Novel comprehensive life cycle assessment (LCA) of sustainable flue gas carbon capture and utilization (CCU) for surfactant and fuel via Fischer-Tropsch synthesis

Abstract

This novel study presents an effective comprehensive life cycle assessment (LCA) of a novel sustainable carbon dioxide capture and utilization (CCU) system to co-produce alcohol ethoxylate (AE7), a valuable surfactant (a high-value chemical component of liquid detergents), and low-medium distillate range liquid fuel. Conventionally, AE7 is produced by reacting fatty alcohols with ethylene oxide from mostly fossil and marginally bio-based resources. This research develops novel AE7 production using carbon sources from flue gas of paper and steel industries, addressing a critical gap in the literature. The core process is Fischer-Tropsch (FT) synthesis using syngas formed by the reverse-water-gas-shift reaction, where recycled CO2 reacts with H2. FT produces C11-C13 alkanes and a light-to-medium fuel co-product.
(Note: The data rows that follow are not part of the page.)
PR #917, opened 2017-09-28
FT: AZURE COPY OBJECT

nicolas2bert:


lib/api/objectCopy.js
```diff
@@ -400,10 +405,12 @@ function objectCopy(authInfo, request, sourceBucket,
             return async.mapLimit(dataLocator, 1,
                 // eslint-disable-next-line prefer-arrow-callback
                 function copyPart(part, cb) {
-                    return data.get(part, null, log, (err, stream) => {
+                    const passThrough = new PassThrough();
+                    return data.get(part, passThrough, log, (err, stream) => {
                         if (err) {
                             return cb(err);
                         }
+                        const objStream = stream || passThrough;
```
LaurenSpiegel: I would have azure pass back a stream in its callback so you don't need this special case.

lib/data/external/AzureClient.js
```diff
@@ -206,6 +220,42 @@ class AzureClient {
...
+                      `${sourceContainerName} Azure Container`)
+                    );
+                }
+                logHelper(log, 'error', 'error from data backend on ' +
+                'copyObject', err, this._dataStoreName);
+                return callback(errors.InternalError
+                  .customizeDescription('Error returned from ' +
+                  `AWS: ${err.message}`)
+                );
+            }
```
LaurenSpiegel: we need to check the response from azure to see if the copy was successful or "pending".  If it is pending we should return an error such as InvalidObjectState with a customized description that the azure status is pending.  They don't guarantee that the call is done.  See -- https://docs.microsoft.com/en-us/rest/api/storageservices/copy-blob

lib/data/external/AzureClient.js
```diff
@@ -60,7 +61,20 @@ class AzureClient {
         const options = { metadata:
             this._translateMetaHeaders(keyContext.metaHeaders,
                 keyContext.tagging) };
-        this._client.createBlockBlobFromStream(this._azureContainerName,
+        if (size === 0) {
```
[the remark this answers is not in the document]
nicolas2bert: if copying an empty object to an Azure location

lib/data/external/AzureClient.js
nicolas2bert: ok thanks

nicolas2bert: @LaurenSpiegel I aborted it when status was pending.

LaurenSpiegel: As discussed, we will only do Azure server side copy if it is between the same account (which we know based on the endpoint). Otherwise, we will do our regular copy mechanism of get and put.

lib/api/objectCopy.js
```diff
@@ -318,14 +316,14 @@ function objectCopy(authInfo, request, sourceBucket,
...
+            let sourceLocationConstraintType;
             if (storeMetadataParams.metaHeaders[locationHeader]) {
-                locationType = config.getLocationConstraintType(
+                sourceLocationConstraintType = config.getLocationConstraintType(
                   storeMetadataParams.metaHeaders[locationHeader]);
             }
             // NOTE: remove the following when we will support putting a
             // versioned object to a location-constraint of type AWS or Azure.
-            if (constants.externalBackends[locationType]) {
+            if (constants.externalBackends[sourceLocationConstraintType]) {
```
LaurenSpiegel: @electrachong, note this will have to be updated.  We should move it to the wrapper when you change it to be just azure.

lib/data/wrapper.js
```diff
@@ -285,6 +288,173 @@ const data = {
         }
         return client.getDiskUsage(log.getSerializedUids(), cb);
     },
+
+    /**
+     * _retryDelete - Attempt to delete key again if it failed previously
```
LaurenSpiegel: ?

lib/data/wrapper.js
```diff
@@ -285,6 +288,173 @@ const data = {
...
+     * @param {object} serverSideEncryption - serverSideEncryption
+     * @param {object} log - Werelogs request logger
+     * @param {function} cb - callback
+     * @returns {function} cb - callback
+     */
+    copyObject: (request, sourceLocationConstraintType,
+      sourceLocationConstraintName, storeMetadataParams, dataLocator,
+      dataStoreContext, destBackendInfo, serverSideEncryption, log, cb) => {
+        // NOTE: using copyObject only if copying object from one external
+        // backend to the same external backend
```
LaurenSpiegel: and for Azure if it is the same account since Azure copy outside of an account is async

lib/data/wrapper.js
```diff
@@ -285,6 +288,173 @@ const data = {
...
+        }
+
+        // dataLocator is an array.  need to get and put all parts
+        // For now, copy 1 part at a time. Could increase the second
+        // argument here to increase the number of parts
+        // copied at once.
+        return async.mapLimit(dataLocator, 1,
+            // eslint-disable-next-line prefer-arrow-callback
+            function copyPart(part, cb) {
+                if (part.dataStoreType === 'azure') {
```
LaurenSpiegel: I see why you kept knowledge of azure here. @ploki will want to remove it but this is still a good first step to get the azure logic over to the wrapper and out of the api.

nicolas2bert:
@ironman-machine r+

nicolas2bert:
@ironman-machine r+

The alkanes are converted into C12-C14 fatty alcohols through dehydrogenation, hydroformylation, and hydrogenation. Fatty alcohols react with ethylene oxide to form AE7. The yields (w/w) of AE7 and the fuel co-products are 3.7 % and 3.4 % for paper industry flue gas, and 8.0 % and 9.5 % for steel industry flue gas, respectively. Renewable (wind) electricity meets the hydrogen demand and electricity needs for the reactions, a total of 13.4 and 33.3 kWh/kg flue gas, respectively. The life cycle impact assessment includes global warming potential (GWP) and other impacts using ReCiPe, Impact+, and Product Environmental Footprint methods. Baseline scenarios show GWP ranging from 2.2 to 3.6 kg CO2e/kg surfactant for conventional cradle-to-gate AE production systems. The new systems have GWP ranging 0.4–1.3 kg CO2e/kg flue gas (cradle-to-gate) using mass allocation. Meanwhile, the paper industry's flue gas system has biogenic CO2, while the steel industry's CO2 is fossil-based. Considering the GWP reductions due to biogenic CO2 contents, their overall GWP is 2.56 kg CO2e and 10.33 kg CO2e per kg of product (AE7 +fuel) (cradle-to-grave) using economic allocation. Thus, biogenic CCU is critical for the sustainable co-production of high-value surfactants and fuel.